*TRY IT*. Go through the entries below and copy each line containing the word "viewPair".
INFORMATION PROVIDED Start Marker
PR #1001, opened 2021-08-30
Lock views during system PostUpdates

adlarkin:

# 🦟 Bug fix

Fixes a race condition discovered in https://github.com/ignitionrobotics/ign-gazebo/pull/959#issuecomment-906883962

## Summary
As a consequence of the changes in #856, new entities aren't added to a view until the view is used, because we need access to the template signature of the view when adding entities to it. This introduces a potential race condition when processing system `PostUpdate`s since system `PostUpdate`s are run in parallel (see https://github.com/ignitionrobotics/ign-gazebo/pull/959#issuecomment-906883962 for a more detailed explanation).

The fix proposed here is to assign a mutex to every view that exists. Then, when processing system `PostUpdate`s, we lock the view while entities are being added to it. Since every view has its own mutex, this means that different views can still be accessed in parallel during `PostUpdate` calls - the only time blocking may occur is when two system `PostUpdate`s are trying to read from the same view. So, there shouldn't be any major performance hits here.

## Checklist
- [ ] Added tests

### DIFF
--- a/src/EntityComponentManager.cc
+++ b/src/EntityComponentManager.cc
@@ -133,8 +133,15 @@ class ignition::gazebo::EntityComponentManagerPrivate
   public: mutable std::mutex removedComponentsMutex;
 
   /// \brief The set of all views.
+  /// The value is a pair of the view itself and a mutex that can be used for
+  /// locking the view to ensure thread safety when adding entities to the view.
   public: mutable std::unordered_map<detail::ComponentTypeKey,
-          std::unique_ptr<detail::BaseView>, detail::ComponentTypeHasher> views;
+          std::pair<std::unique_ptr<detail::BaseView>,
+            std::unique_ptr<std::mutex>>, detail::ComponentTypeHasher> views;
+
+  /// \brief A flag that indicates whether views should be locked while adding
+  /// new entities to them or not.
+  public: bool lockAddEntitiesToViews{false};
 
   /// \brief Cache of previously queried descendants. The key is the parent
   /// entity for which descendants were queried, and the value are all its
@@ -271,7 +278,7 @@ void EntityComponentManager::ClearNewlyCreatedEntities()
 
   for (auto &view : this->dataPtr->views)
   {
-    view.second->ResetNewEntityState();
+    view.second.first->ResetNewEntityState();
   }
 }
 
@@ -319,7 +326,7 @@ void EntityComponentManager::RequestRemoveEntity(Entity _entity,
   {
     for (auto &view : this->dataPtr->views)
     {
-      view.second->MarkEntityToRemove(removedEntity);
+      view.second.first->MarkEntityToRemove(removedEntity);
     }
   }
 }
@@ -377,7 +384,7 @@ void EntityComponentManager::ProcessRemoveEntityRequests()
       // Remove the entity from views.
       for (auto &view : this->dataPtr->views)
       {
-        view.second->RemoveEntity(entity);
+        view.second.first->RemoveEntity(entity);
       }
     }
     // Clear the set of entities to remove.
@@ -420,7 +427,7 @@ bool EntityComponentManager::RemoveComponent(
 
     // update views to reflect the component removal
     for (auto &viewPair : this->dataPtr->views)
-      viewPair.second->NotifyComponentRemoval(_entity, _typeId);
+      viewPair.second.first->NotifyComponentRemoval(_entity, _typeId);
   }
 
   this->dataPtr->AddModifiedComponent(_entity);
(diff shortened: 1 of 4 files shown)


src/EntityComponentManager.cc
```diff
@@ -795,27 +802,32 @@ const EntityGraph &EntityComponentManager::Entities() const
...
-  auto iter = this->dataPtr->views.insert(
-      std::make_pair(_types, std::move(_view))).first;
-  return iter->second.get();
+  auto iter = this->dataPtr->views.find(_types);
+  if (iter != this->dataPtr->views.end())
+    return iter->second.first.get();
+  this->dataPtr->views[_types] =
+    std::make_pair(std::move(_view), std::make_unique<std::mutex>());
+  return this->dataPtr->views[_types].first.get();
 }
```
adlarkin, line 831: I tried to modify the `this->dataPtr->views.insert` call to pass in a `std::pair<detail::ComponentTypeKey, std::pair<std::unique_ptr<detail::BaseView>, std::unique_ptr<std::mutex>>`, but was having trouble getting it to compile. So, I resorted to the changes made here (searching and then manually adding if the search didn't find anything). I don't think this is a bad change though since the `AddView` method is only called [here](https://github.com/ignitionrobotics/ign-gazebo/blob/166c06580036943c62d49422c3ef235b4eb7ce5d/include/ignition/gazebo/detail/EntityComponentManager.hh#L549), and the changes made here introduce only an extra lookup or two in a `std::unordered_map`, which already has `O(1)` lookup time. Since the `AddView` method is only called when a requested view doesn't already exist, this means that this code should rarely be called anyways, so I don't think the extra lookups are a problem.

src/SimulationRunner.cc
```diff
@@ -572,13 +572,15 @@ void SimulationRunner::UpdateSystems()
...
+    this->entityCompMgr.LockAddingEntitiesToViews(true);
     // If no systems implementing PostUpdate have been added, then
     // the barriers will be uninitialized, so guard against that condition.
     if (this->postUpdateStartBarrier && this->postUpdateStopBarrier)
     {
       this->postUpdateStartBarrier->Wait();
       this->postUpdateStopBarrier->Wait();
     }
+    this->entityCompMgr.LockAddingEntitiesToViews(false);
   }
```
adlarkin, line 584: I know that server system `PostUpdate`s are ran in parallel (i.e., across multiple threads), but what about GUI systems? Do any GUI system `*Update` methods run in parallel as well?

adlarkin (commented):
I've got a few comments/questions for PR reviewers.

src/SimulationRunner.cc
iche033: I think the gui system updates do not run in parallel:
https://github.com/ignitionrobotics/ign-gazebo/blob/ign-gazebo5/src/gui/GuiRunner.cc#L199-L202

adlarkin: Great, thanks for the link! I will go ahead and mark this as resolved, since it looks like we only need to do this for server systems.

src/EntityComponentManager.cc
iche033: is this something that you're thinking of doing?

```
  auto iter = this->dataPtr->views.insert(
    std::make_pair(_types,
    std::make_pair(std::move(_view), std::make_unique<std::mutex>()))).first;
  return iter->second.first.get();
```

iche033:
what's a good way to test this PR? Should I merge these changes with #959 and try cloning lights?

adlarkin:
> what's a good way to test this PR? Should I merge these changes with #959 and try cloning lights?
INFORMATION PROVIDED End Marker
*RESULT OF THE EXERCISE*.
     for (auto &viewPair : this->dataPtr->views)
-      viewPair.second->NotifyComponentRemoval(_entity, _typeId);
+      viewPair.second.first->NotifyComponentRemoval(_entity, _typeId);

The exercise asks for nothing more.